Generative artificial intelligence (GAI), Higher education, AI-assisted assessment, Teacher.

Abstract

The emergence of generative artificial intelligence (GAI) in educational settings presents new opportunities and challenges for university teaching. This article explores how tools such as ChatGPT, Copilot, and other similar platforms are transforming academic planning and assessment processes in higher education. Through a mixed-methods approach (N=152 surveys, n=18 interviews), the study analyzed the perceptions, use, and ethical dilemmas of university faculty. The quantitative results indicate that GAI is primarily valued as an efficiency optimizer and is widely used for generating rubrics and item banks.
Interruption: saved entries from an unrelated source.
PR #3804, opened 2025-06-01
update dependencies

khassel:
and add now required "type" to `package.json`

### DIFF
--- a/CHANGELOG.md
+++ b/CHANGELOG.md
@@ -43,7 +43,7 @@ planned for 2025-07-01
 
 ### Updated
 
-- [core] Update dependencies incl. electron to v36 (#3774, #3788)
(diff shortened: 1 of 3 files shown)


rejas (approved):

bugsounet:
```
▲ [WARNING] "" is not a valid value for the "type" field [package.json]

    ../../package.json:25:9:
      25 │   "type": "",
         ╵           ~~

  The "type" field must be set to either "commonjs" or "module".
```

I just see this on my installer
related to  `"type": "",` of `package.json` file

Maybe `commonjs` is needed in our case ?

khassel:
> Maybe commonjs is needed in our case ?

I think so because "module" did not work, will try to fix it with next dependency update ...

The qualitative findings reveal the emergence of a "strategic teacher-curator," whose effectiveness lies in their ability to apply pedagogical prompt engineering. The main point of contention is AI-assisted assessment, where concerns about algorithmic bias hinder its full adoption in value judgments. The study concludes that GAI accelerates productivity but requires human pedagogical sovereignty to guarantee quality and equity. Guidelines are proposed for training in the ethical and strategic use of these tools.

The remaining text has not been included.